Gerard Savry's contribution teaches us that many systems work in a trending market but fail when the market goes sideways, choppy or changes trend.
That is why we should look for systems capable of actually evaluating the trend of the various commodities and then picking the actual markets to trade that have been pre-qualified as likely good trending markets.
We all would like to believe there are profitable systems for trading non-trending, volatile or choppy and direction-less markets. However, the truth is that it's much easier to make money trading a good trending market rather than a trendless choppy market. It only makes sense that would be true.
The Product Reviews done by Scott Russell are very good and informative. Scott has done a good job pointing out the major features and benefits of the systems and products.
The review of data services by Matt Chiang points out once again the problems many traders have had with on-line quote services. Your Editor also had many problems with a couple different on-line data services he tried in the past (DTN via satellite, FutureSource via FM, and Signal via Cable TV).
With DTN the problem was constant loss of data due to weather conditions, such as snow, rain, fog and even heavy cloud cover. Those weather related problems did not occur with Signal for Cable but there was still considerable data loss, mostly missing ticks.
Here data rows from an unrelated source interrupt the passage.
PR #68, opened 2023-06-22
Fix: `KafkaConsumer.commitSync` should not block

felixschlegel:
> **Info**: This PR sits on top of #66

### Motivation

Currently our invocation to `rd_kafka_commit` inside of
`KafkaCosumer.commitSync` is blocking a cooperative thread.
This PR aims to make `KafkaCosumer.commitSync` non-blocking by using the
callback-based commit API.

### Modifications:

* move `commitSync` logic to `KafkaClient`
* replace the blocking invocation to [rd_kafka_commit](https://docs.confluent.io/platform/current/clients/librdkafka/html/rdkafka_8h.html#ab96539928328f14c3c9177ea0c896c87) with a callback-based invocation to [rd_kafka_commit_queue](https://docs.confluent.io/platform/current/clients/librdkafka/html/rdkafka_8h.html#af76a6a73baa9c2621536e3f6882a3c1a)
which is then wrapped inside a `withAsyncThrowingContinuation` statement

PR #73, opened 2023-06-27
Fix: `KafkaClient.closeConsumer` should not block

felixschlegel:
> **Info**: this PR sits of top of #68

### Motivation:

[rd_kakfa_consumer_close](https://docs.confluent.io/platform/current/clients/librdkafka/html/rdkafka_8h.html#a37b54d329e12d745889defe96e7d043d)
was blocking. This PR proposes using the
[rd_kakfa_consumer_close_queue](https://docs.confluent.io/platform/current/clients/librdkafka/html/rdkafka_8h.html#a9dd5c18bdfed81c8847b259f0a8d498d)
API which is non-blocking and served through the normal poll loop.

### Modifications:

* `KafkaClient.consumerClose`: use `rd_kakfa_consumer_close_queue` in
   favour of `rd_kakfa_consumer_close`
* create a new variable `KafkaClient.isConsumerClosed` that indicates
  if the poll loop needs to continue polling or if it can stop running
* updated state management in `KafkaConsumer` to accomodate for polling
  when the `KafkaConsumer` is in the process of closing

### Result:

Calling `KafkaClient.consumerClose` is not blocking anymore

### DIFF
--- a/Sources/SwiftKafka/KafkaConsumer.swift
+++ b/Sources/SwiftKafka/KafkaConsumer.swift
@@ -40,10 +40,10 @@ extension ShutdownOnTerminate: NIOAsyncSequenceProducerDelegate {
     }
 
     func didTerminate() {
-        // Duplicate of _shutdownGracefully
+        // Duplicate of _triggerGracefulShutdown
         let action = self.stateMachine.withLockedValue { $0.finish() }
         switch action {
-        case .shutdownGracefullyAndFinishSource(let client, let source):
+        case .triggerGracefulShutdownAndFinishSource(let client, let source):
             source.finish()
 
             do {
@@ -151,7 +151,7 @@ public final class KafkaConsumer {
     }
 
     deinit {
-        self.shutdownGracefully()
+        self.triggerGracefulShutdown()
     }
 
     /// Subscribe to the given list of `topics`.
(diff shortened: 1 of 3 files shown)


Sources/SwiftKafka/KafkaConsumer.swift
```diff
@@ -243,29 +236,7 @@ public final class KafkaConsumer {
...
-                        listPointer,
-                        0
-                    ) // Blocks until commiting the offset is done
-                    // -> Will be resolved by: https://github.com/swift-server/swift-kafka-gsoc/pull/68
-                }
-            }
-            guard result == RD_KAFKA_RESP_ERR_NO_ERROR else {
-                throw KafkaError.rdKafkaError(wrapping: result)
-            }
+            try await client.commitSync(message)
```
FranzBusch, line 239: The underlying APIs don't support cancellation. Let's call this out in the docs of this method.

Sources/SwiftKafka/KafkaConsumer.swift
```diff
@@ -337,7 +308,9 @@ extension KafkaConsumer {
                 source: Producer.Source
             )
             /// The ``KafkaConsumer`` has been closed.
-            case finished
+            ///
+            /// - Parameter client: Client used for handling the connection to the Kafka cluster.
+            case finished(client: KafkaClient)
```
FranzBusch, line 313: That is a bit weird. We should make sure that the end state actually doesn't retain the client so that we can deinit it. Maybe we need a new state here.

FranzBusch (changes requested):

FranzBusch (approved):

The Signal and FutureSource problems cause was unknown and was never resolved or cured.
My experience with FutureSource was some years ago and perhaps is working better now. However, the DTN and Signal problems were fairly recent. Also, many other traders have told me about identical or similar problems involving them (also FutureLink).
Unless you truly need or want an intra-day quote service I would advise against it. In my opinion, and for various reasons I will outline in a future issue of CTCN, most traders are better of with an end-of-day service via a modem, such as CSI in Florida.
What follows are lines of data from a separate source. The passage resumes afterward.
PR #82, opened 2023-07-06
`KafkaProducer`: replace callbacks with `eventPoll`

felixschlegel:
### Motivation:

Currently we serve `librdkafka` logs and delivery reports through
callbacks. In the future we also want to get notified about `librdkafka`
triggered errors, statistics and rebalances. As having the callbacks
adds a lot of overhead e.g. by having `Unmanaged` references and having
to wrap Swift closures in C callbacks, we rather want to have an
`eventPoll` method that regularly polls for all sorts of events and
handles them inline.

### Modifications:

* `KafkaClient`
    * remove `poll` method
    * add new method `eventPoll`
    * move mapping from `librdkafka` logs to `swift-log` to
      `KafkaClient.eventPoll`
* `KafkaProducer`:
    * receive acknowledgements through `KafkaClient.eventPoll` instead of using
      `KafkaClient.poll` to trigger event callbacks
    * replace `deliveryReport` callback and handle deliveryReport event directly in
      `KafkaProducer`
* `RDKafkaConfig`
    * remove `logging` logic
* `KafkaProducerTests`:
    * add `testProducerLog` that asserts that `librdkafka` logs get
      forwarded to `swift-log`
* move `convertMessageToAcknowledgementResult` from `RDKafkaConfig` to
  `KafkaClient`

### DIFF
--- a/Sources/SwiftKafka/KafkaClient.swift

The interesting article appearing in the Wall Street Journal teaches us that day trading is very difficult. In fact, the article is more optimistic about your chances to do well in day trading than is actually the case! Remember, overnight position traders normally go against other position traders, but day traders likely are competing directly with the Floor Traders, who have a huge advantage over off-the-floor day traders.
Such as paying no commissions, access to the actual prices at least 30 seconds or more before the on-line quote service sends it to you, and the fact they may know what their colleagues standing next to them are going to do next. Plus, certain other presumed advantages and edges they have other you. If they don't have the 'edge', why do you think their Seats are worth almost a half million dollars!
Gene O'Sullivan's long submission written by W. D. Gann is quite involved and extremely complex but very valuable if interpreted and used properly. Unfortunately, that is true with much of Gann's writings. Gann's work is quite unique, and works great at times, if done properly, but requires lots of studying, research, interpretation, hard work and imagination.